Grading the Gap.com Redesign
The sites an A for strategy, but a C for execution. Bryan offers some tips for raising the execution grade.
The sites an A for strategy, but a C for execution. Bryan offers some tips for raising the execution grade.
The e-tailing community is humming with talk about the new effort at the Gap.com. Gap’s aggressive stance on improving its customer experience is a delight to watch. Its goal to cut down clicks and make online shopping even easier has been the focus of a $10 million redesign. A recent “New York Times” article chronicles the experience:
When women browse Gap.com’s T-shirt section, they do not have to click to a new page to see details about the 16 shirts shown on each page. Rather, when they put the cursor over an item (called “mousing over” in industry parlance), they are invited to click on a “quick look” link for the shirt. That link yields a pop-up window that shows a model wearing the shirt alongside swatches of the colors it is available in. Mouse over any swatch, and the shirt takes on its hue — and the window tells you what sizes are in stock.
When a shopper clicks “add to bag” from within that window, the site does not shuttle her to a checkout page, as many electronic retailers do. Instead, another small window replaces the previous one, showing the shopping bag and asking her to consider multi-item discounts. If she ignores that window or clicks the “close” button, it disappears and she continues browsing shirts from the original page.
From a technology and usability perspective, the new Gap.com product interface is leaps ahead. The use of AJAX (define) is impressive. The site developers should be proud; this interface will be the envy of many.
The site was down over the past few weeks for the upgrade. PR from that, however, might be helping rather than hurting. Whether or not this was by design, it’s successfully working many up into a frenzy.
The redesigned site will certainly spike sales in the short term.

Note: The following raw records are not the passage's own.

PR #1089, opened 2017-06-16
Fix extruded bcs

### LINKED ISSUE #1088: Buggy application of strong boundary conditions on extruded meshes
Consider the following, contrived, example:

```python
mesh = UnitIntervalMesh(3)
extmesh = ExtrudedMesh(mesh, layers=2)
u = TrialFunction(V)
v = TestFunction(V)
a = u('-')*v('-')*dS_h
bcs = DirichletBC(V, 0, "top")

A = assemble(a, bcs=bcs).M.values

A[:, bcs.nodes]
=> 
array([[ 0.        ,  0.        ,  0.        ,  0.        ],
       [ 0.        ,  0.        ,  0.        ,  0.        ],
       [ 1.        ,  0.        ,  0.        ,  0.        ],
       [ 0.        ,  0.        ,  0.        ,  0.        ],
       [ 0.        ,  0.08333333,  0.        ,  0.        ],
       [ 0.        ,  1.        ,  0.        ,  0.        ],
       [ 0.        ,  0.        ,  0.        ,  0.        ],
       [ 0.        ,  0.        ,  0.08333333,  0.        ],
       [ 0.        ,  0.        ,  1.        ,  0.        ],
       [ 0.        ,  0.        ,  0.        ,  0.        ],
       [ 0.        ,  0.        ,  0.        ,  0.        ],
       [ 0.        ,  0.        ,  0.        ,  1.        ]])

A[bcs.nodes, :]
=>
array([[ 0.        ,  0.        ,  1.        ,  0.        ,  0.        ,  0.        ,  0.        ,  0.        ,  0.        ,  0.        ,  0.        ,  0.        ],
       [ 0.        ,  0.        ,  0.        ,  0.        ,  0.08333333,  1.        ,  0.        ,  0.        ,  0.        ,  0.        ,  0.        ,  0.        ],
       [ 0.        ,  0.        ,  0.        ,  0.        ,  0.        ,  0.        ,  0.        ,  0.08333333,  1.        ,  0.        ,  0.        ,  0.        ],
       [ 0.        ,  0.        ,  0.        ,  0.        ,  0.        ,  0.        ,  0.        ,  0.        ,  0.        ,  0.        ,  0.        ,  1.        ]])
```

This is because the determination of the top and bottom masks doesn't "double up" the cell masks for the interior facet integrals:

```
V.interior_facet_node_map().top_mask
=> 
{'geometric': array([ 0, -1,  0, -1,  0,  0,  0,  0], dtype=int32),
 'topological': array([ 0, -1,  0, -1,  0,  0,  0,  0], dtype=int32)}
```
Whereas it should be:

```
{'geometric': array([ 0, -1,  0, -1,  0,  -1,  0,  -1], dtype=int32),
 'topological': array([ 0, -1,  0, -1,  0,  -1,  0,  -1], dtype=int32)}
```

wence-:
Fixes #1088 in a hacky way.  A better fix will come in as part of the variable layers work.

### DIFF
--- a/firedrake/functionspacedata.py
+++ b/firedrake/functionspacedata.py
@@ -16,6 +16,7 @@ vs VectorElement) can share the PyOP2 Set and Map data.
 
 from __future__ import absolute_import, print_function, division
 from six.moves import map, range
+from six import iteritems
 
 import numpy
 import finat
@@ -426,7 +427,8 @@ class FunctionSpaceData(object):
         self.map_caches["boundary_node"][method] = val
         return val
 
-    def get_map(self, V, entity_set, map_arity, bcs, name, offset, parent):
+    def get_map(self, V, entity_set, map_arity, bcs, name, offset, parent,
+                kind=None):
         """Return a :class:`pyop2.Map` from some topological entity to
         degrees of freedom.
 
@@ -538,13 +540,28 @@ class FunctionSpaceData(object):
             else:
                 new_entity_node_list = entity_node_list
 
+            if kind == "interior_facet" and self.bt_masks is not None:
+                bt_masks = {}
+                off = map_arity // 2
+                for method, (bottom, top) in iteritems(self.bt_masks):
+                    b = []
+                    t = []
+                    for i in bottom:
+                        b.append(i)
+                        b.append(i+off)
+                    for i in top:
+                        t.append(i)
+                        t.append(i+off)
+                    bt_masks[method] = (b, t)
+            else:
+                bt_masks = self.bt_masks
             val = op2.Map(entity_set, self.node_set,
                           map_arity,
                           new_entity_node_list,
                           ("%s_"+name) % (V.name),
                           offset=offset,
                           parent=parent,
-                          bt_masks=self.bt_masks)
+                          bt_masks=bt_masks)
 
             if decorate:
                 val = op2.DecoratedMap(val, vector_index=True)
--- a/firedrake/functionspaceimpl.py
+++ b/firedrake/functionspaceimpl.py
@@ -455,7 +455,8 @@ class FunctionSpace(object):
                             bcs,
                             "interior_facet_node",
                             offset,
-                            parent)
+                            parent,
+                            kind="interior_facet")
         map.factors = (self.mesh().interior_facets.facet_cell_map,
                        self.cell_node_map())
         return map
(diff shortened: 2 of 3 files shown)


firedrake/functionspaceimpl.py
```diff
@@ -455,7 +455,8 @@ def interior_facet_node_map(self, bcs=None):
                             bcs,
                             "interior_facet_node",
                             offset,
-                            parent)
+                            parent,
+                            kind="interior_facet")
```
wence-: Ugh!

firedrake/functionspacedata.py
```diff
@@ -538,13 +540,28 @@ def get_map(self, V, entity_set, map_arity, bcs, name, offset, parent):
...
+                for method, (bottom, top) in iteritems(self.bt_masks):
+                    b = []
+                    t = []
+                    for i in bottom:
+                        b.append(i)
+                        b.append(i+off)
+                    for i in top:
+                        t.append(i)
+                        t.append(i+off)
+                    bt_masks[method] = (b, t)
```
wence-: There must be a cleaner way to do this.

miklos1: I'm not sure I understand this. Surely, top and bottom BCs have no effect on most interior horizontal facet integrals, except for the lowest interior horizontal facet layer, where bottom masks are to be applied for the bottom cell, and for the highest interior horizontal facet layer, where top masks are to applied for the top cell. But here in the mask you seem to apply both top and bottom masks for both cells. What's going on here?

wence-: the bt_masks argument to the `Map` constructor is a dict of pairs.  The first entry in the pair is the mask for the bottom, the second entry is the mask for the top.  Previously, the code assumed that for interior horizontal facets, the pair is the same as the cell pair.  Of course, this is wrong, because now we only mask out the dofs for the + cell.  This reconstructs the pair to apply the mask to everything on the bottom or top in the full map.

miklos1: Wouldn't it be better to do this duplication in PyOP2?

wence-: after creation, we don't know we need to do the duplication.  Notice the disgusting new `kind` argument to this function.

miklos1: But PyOP2 knows very well whether the integral is `interior_facet_horiz` or not...

wence-: huh, how?

wence-: oh wait, you confused me and I didn't correct.  This covers the case of `interior_facet_vert`, not `interior_facet_horiz`.

miklos1: Ah, I see then...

But if Gap really wants to maximize this opportunity, I have a few tips.
Avoid Marketing Your Flashy New Technology
Sure, you’re saving me some clicks and making my time on your site easier, but please don’t sell it to me like it’s the best thing since sliced bread. I’m most interested in your products; that’s why I’m here, not to try your technology. And believe it or not, some people won’t even notice the improvement. Customers are most concerned about finding and buying jeans and shirts. The rest is either in the way or not.

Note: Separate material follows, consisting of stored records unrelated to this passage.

Issue #884, opened 2016-09-20
FunctionSpace.dim is consistent with dolfin


pefarrell:
In dolfin, `FunctionSpace.dim()` gives the global number of degrees of freedom of the function space.

In firedrake, it is currently a property that does ... something else (number of dofs per mesh node, I think).

pefarrell:
A note: if you want to compute it, it's `V.dof_dset.layout_vec.getSize()`.

PR #1093, opened 2017-06-21
API compatibility

wence-:
Some more API compatibility.  Mostly to support new firedrake-adjoint.

### DIFF
--- a/firedrake/bcs.py
+++ b/firedrake/bcs.py
@@ -8,6 +8,7 @@ from ufl.algorithms.analysis import has_type
 import pyop2 as op2
 from pyop2.profiling import timed_function
 from pyop2 import exceptions
+from pyop2.utils import as_tuple
 
 import firedrake.expression as expression
 import firedrake.function as function
@@ -157,6 +158,13 @@ class DirichletBC(object):
         self.function_arg = val
         self._original_arg = self.function_arg
         self._original_val = val
+
+    @utils.cached_property
+    def domain_args(self):
+        """The sub_domain the BC applies to."""
+        if isinstance(self.sub_domain, str):
+            return (self.sub_domain, )
+        return (as_tuple(self.sub_domain), )
 
     @utils.cached_property
     def nodes(self):
--- a/firedrake/constant.py
+++ b/firedrake/constant.py
@@ -87,6 +87,10 @@ class Constant(ufl.Coefficient):
             return self.dat.data_ro
         return self.dat.data_ro[component]
 
+    def values(self):
+        """Return a (flat) view of the value of the Constant."""
+        return self.dat.data_ro.reshape(-1)
+
     def function_space(self):
         """Return a null function space."""
         return None
--- a/firedrake/extrusion_utils.py
+++ b/firedrake/extrusion_utils.py
@@ -58,7 +58,7 @@ def make_extruded_coords(extruded_topology, base_coords, ext_coords,
                 ext_coords[2*d+1][%(base_coord_dim)d] = *layer_height * (layer[0][0] + 1);
             }
         }""" % {'base_map_arity': base_coords.cell_node_map().arity,
-                'base_coord_dim': base_coords.function_space().dim},
+                'base_coord_dim': base_coords.function_space().value_size},
             "uniform_extrusion_kernel")
     elif extrusion_type == 'radial':
         kernel = op2.Kernel("""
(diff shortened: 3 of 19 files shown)


firedrake/bcs.py
```diff
@@ -159,6 +160,13 @@ def set_value(self, val):
         self._original_val = val
 
     @utils.cached_property
+    def domain_args(self):
+        """The sub_domain the BC applies to."""
+        if isinstance(self.sub_domain, str):
+            return (self.sub_domain, )
+        return (as_tuple(self.sub_domain), )
```
wence-: Arguably this is wrong, but it works for the use-cases we need.

Additionally, we should also provide a copy constructor for DirichletBC.

firedrake/constant.py
```diff
@@ -87,6 +87,10 @@ def evaluate(self, x, mapping, component, index_values):
             return self.dat.data_ro
         return self.dat.data_ro[component]
 
+    def values(self):
+        """Return a (flat) view of the value of the Constant."""
+        return self.dat.data_ro.reshape(-1)
+
     def function_space(self):
         """Return a null function space."""
         return None
```
wence-: Arguably, we should go back and make `Constant(...) => Function(FunctionSpace(mesh, "Real", 0))`.  But the implementation of the latter does not support vector and tensor-valued things, whereas the former does.

firedrake/function.py
```diff
@@ -232,7 +234,8 @@ def __init__(self, function_space, val=None, name=None, dtype=ScalarType):
             raise NotImplementedError("Can't make a Function defined on a "
                                       + str(type(function_space)))
 
-        if isinstance(val, CoordinatelessFunction):
+        if isinstance(val, (Function, CoordinatelessFunction)):
+            val = val.topological
             if val.function_space() != V.topological:
                 raise ValueError("Function values have wrong function space.")
             self._data = val
```
wence-: Allow creating a new function sharing data with an existing one.

firedrake/functionspaceimpl.py
```diff
@@ -391,19 +391,25 @@ def __mul__(self, other):
...
         """The number of degrees of freedom (includes halo dofs) of this
         function space on this process. Cf. :attr:`node_count`."""
-        return self.node_count*self.dim
+        return self.node_count*self.shape_dim
+
+    def dim(self):
+        """The global number of degrees of freedom for this function space.
+
+        See also :attr:`dof_count` and :attr:`node_count`."""
+        return self.dof_dset.layout_vec.getSize()
```
wence-: Fixing #884.

firedrake/ufl_expr.py
```diff
@@ -138,15 +138,24 @@ def derivative(form, u, du=None, coefficient_derivatives=None):
 
     See also :func:`ufl.derivative`.
     """
-    if set(extract_coefficients(form)) & set(u.split()):
+    # TODO: What about Constant?
+    if len(u.split()) > 1 and set(extract_coefficients(form)) & set(u.split()):
```
wence-: This check is ugly.  If `f` is not a mixed function, then `f.split()` is a singleton tuple, which contains a new function that shares data with `f`.  Whereas if `f` is a `Constant`, then `f.split()` is a singleton tuple which is `f`.

firedrake/ufl_expr.py
```diff
@@ -138,15 +138,24 @@ def derivative(form, u, du=None, coefficient_derivatives=None):
...
             number = max(a.number() for a in args) if args else -1
             du = Argument(V, number + 1)
+        elif isinstance(u, firedrake.Constant):
+            if u.ufl_shape != ():
+                raise ValueError("Real function space of vector elements not supported")
+            mesh = form.ufl_domain()
+            V = firedrake.FunctionSpace(mesh, "Real", 0)
+            args = form.arguments()
+            number = max(a.number() for a in args) if args else -1
+            du = Argument(V, number + 1)
```
wence-: Should be able to differentiate wrt `Constant`.  Again, suggests `Constant` should just be `Function(FunctionSpace(mesh, "Real", 0))`.

firedrake/extrusion_utils.py
```diff
@@ -58,7 +58,7 @@ def make_extruded_coords(extruded_topology, base_coords, ext_coords,
                 ext_coords[2*d+1][%(base_coord_dim)d] = *layer_height * (layer[0][0] + 1);
             }
         }""" % {'base_map_arity': base_coords.cell_node_map().arity,
-                'base_coord_dim': base_coords.function_space().dim},
+                'base_coord_dim': base_coords.function_space().shape_dim},
```
miklos1: `value_size`?

firedrake/functionspaceimpl.py
miklos1: :+1:

firedrake/extrusion_utils.py
wence-: `.ufl_element().value_size()`.  Yes, that would work, but breaks if coordinates become intrinsically vector-valued (unlikely).

miklos1: `.ufl_element().value_size()` is not quite the same as you mentioned. What I wanted to suggest is that `value_size` might be a more consistent/familiar name than `shape_dim`.

wence-: Oh, I see, yes.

Optimize Your Prime Real Estate
“In the old world, it’d take dozens of clicks to hack through pull-down menus for size, color, style,” Toby Lenk, president of Gap Inc. Direct, said in the “Times” article. “Nobody had figured out how to let someone put together an outfit and buy off one page. It’s just very hard to do.”
Saving me clicks is great, but Gap.com folks seemed to have forget about several clicks on the site. On a few of our in-house tests, it took a minimum of three clicks for users to even find this cool, new product-browsing tool.

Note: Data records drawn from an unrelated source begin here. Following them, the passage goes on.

PR #1097, opened 2017-07-03
Allow LVS jacobian to be invalidated by user

dorugeber:
Sometimes, setting `constant_jacobian=False` in the LVP is overkill, e.g. if the underlying mesh remains constant for several timesteps before being adapted, or similar.  What is presented here is a bit nicer than periodically remaking the entire solver object.

Presumably not necessary to implement this for NVP/NLS (though would be simple to implement), since `constant_jacobian` is automatically `False`.


dorugeber:
-- minor, but feel free to suggest better names, e.g. `force_matrix_reassemble()`, ...

Issue #2045, opened 2021-04-28
Firedrake install problem


sv2518:
Hi. I have tried to install firedrake complex with clang version 12.0.0 and Python version 3.9.4. I'm on macOS Catalina 10.15.7. I have brew updated to 3.1.4, brew uninstalled and installed python3, brew unlinked mpich, brew unlinked open-mpi. 

Here is the install log 
[firedrake-install.log](https://github.com/firedrakeproject/firedrake/files/6390216/firedrake-install.log)
 And the petsc log
[configure.log](https://github.com/firedrakeproject/firedrake/files/6390220/configure.log)

It looks like it fails on make install on MPICH. Does anyone have an idea how I can get this to work?

JDBetteridge:
Does the issue go away if you 
```bash
export PETSC_CONFIGURE_OPTIONS="--with-x=0"
```
before installing?

sv2518:
Ok done, still failing, but with a new error

[configure.log](https://github.com/firedrakeproject/firedrake/files/6391672/configure.log)
[firedrake-install.log](https://github.com/firedrakeproject/firedrake/files/6391673/firedrake-install.log)

dham:
I think I don't understand that configure error

wence-:
Can we strip this back to just getting `./configure --download-mpich` to fail inside the petsc source tree? Then we could upstream the bug :)

dham:
It transpires that @sv2518 ran out of space. For me, @JDBetteridge's fix looks like it might have worked. I'm not sure if that makes it an upstream bug or not.

JDBetteridge:
I think this is working as intended, if PETSc configure finds an X11 it will try to use it and passes it to all external packages that want it. I don't really understand enough about X11 on a Mac to know what should happen in this case.

Perhaps we should add `--with-x=0` to the PETSc config options if we're on a Mac if this is going to become a common issue?

dham:
Do we need x from PETSc? If not we should switch it off for all platforms.

wence-:
Jack's comment suggests that petsc does find X but doesn't pass it correctly to mpich?

Having X available in PETSc is kind of nice because you can draw matrices with it (I like it, that might be niche).

dham:
OK. Let's just switch it off for Mac.

sv2518:
Ja, Jack's fix worked for me as well. Thanks!

PR #2048, opened 2021-04-29
Disable x11 for petsc installs.

sv2518:
Addresses the issue #2045

### DIFF
--- a/scripts/firedrake-install
+++ b/scripts/firedrake-install
@@ -555,6 +555,9 @@ petsc_options = {"--with-fortran-bindings=0",
                  # For superlu_dist amongst others.
                  "--with-cxx-dialect=C++11"}
 
+if osname == "Darwin":
+    petsc_options.add("--with-x=0")
+
 if not options["minimal_petsc"]:
     petsc_options.add("--with-zlib")
     # File formats


scripts/firedrake-install
```diff
@@ -553,7 +553,8 @@ petsc_options = {"--with-fortran-bindings=0",
                  # Parallel mesh partitioner
                  "--download-ptscotch",
                  # For superlu_dist amongst others.
-                 "--with-cxx-dialect=C++11"}
+                 "--with-cxx-dialect=C++11",
+                 "--with-x=0"}
```
JDBetteridge, line 558: Could we add this as a Mac only flag?
```python
if osname == "Darwin":
    petsc_options.add("--with-x=0")
```
The install doesn't currently fail on Linux

JDBetteridge (changes requested):

scripts/firedrake-install
sv2518: Ah, ok. Done.

JDBetteridge (approved):
Thumbs up from me! :+1: 
Failing tests are the ones failing on master
```
[2021-04-30T12:18:45.051Z] FAILED tests/regression/test_star_pc.py::test_star_equivalence[mixed-petscasm]

[2021-04-30T12:18:45.051Z] FAILED tests/regression/test_star_pc.py::test_star_equivalence[mixed-tinyasm]
```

The top navigation text is small and almost invisible. And when I land on the home page, the action Gap wants me to take is unclear.
The home page’s prime real estate is dominated by references to music, not products. When I click on “Men” in the top navigation, I’m greeted with a rather unappealing photo and no images of all the products I can shop for this section. If Gap is trying to use the actual store as the metaphor, then I expect to see men’s clothing — not pictures of men — when I land on the section’s main page. Main section pages should resemble the Women’s Fall Trends page, an engaging way to shop different products.
Don’t Forget the Checkout Process
The shopping experience is wonderful, but hit the checkout button and things get shaky. The shopping bag summary page is great. There are thumbnails of the products I selected and I can see the different shipping options with the calculated price. It would be helpful to know at this point when the product will ship.
When I continue through checkout, I’m forced to sign in. This is a big no-no. On a site where additional clicks are to be avoided, Gap.com forces an extra, precious click by adding a totally unnecessary page in the checkout process.
Next is the billing page, which is an utter disaster. There’s no point-of-action security or privacy assurance (though there’s a link to the privacy policy at the bottom of the page). I’m presented with several orange “apply” buttons that can be easily confused for the “review order” button, the button I assume Gap wants me to click on the most. The retailer should review my tips to reduce shopping cart abandonment.
Once the new site stabilizes, the retailer should turn its incredibly innovative, clever development team toward the shopping cart. Find a way to save me clicks and hassle and reassure me that my transaction will be secure.
The Power of a Strong Brand
Some of these problems may seem small, but each is a leak in the cash drawer. Still, the new Gap site will be a resounding, well-earned success. And not just because of the great development, but because people have such an investment in buying from this brand (clearly illustrated by its competitors’ traffic not spiking). Their tolerance for site inconveniences has been raised slightly, but only until some other site or brand becomes just as hip and usable.
Gap is committed to its customer experience and willingly pushed the limits. I give it an A for strategy but a C for execution. Given time, the right metrics, and equal commitment to optimizing the customer experience, the retailer will get it right.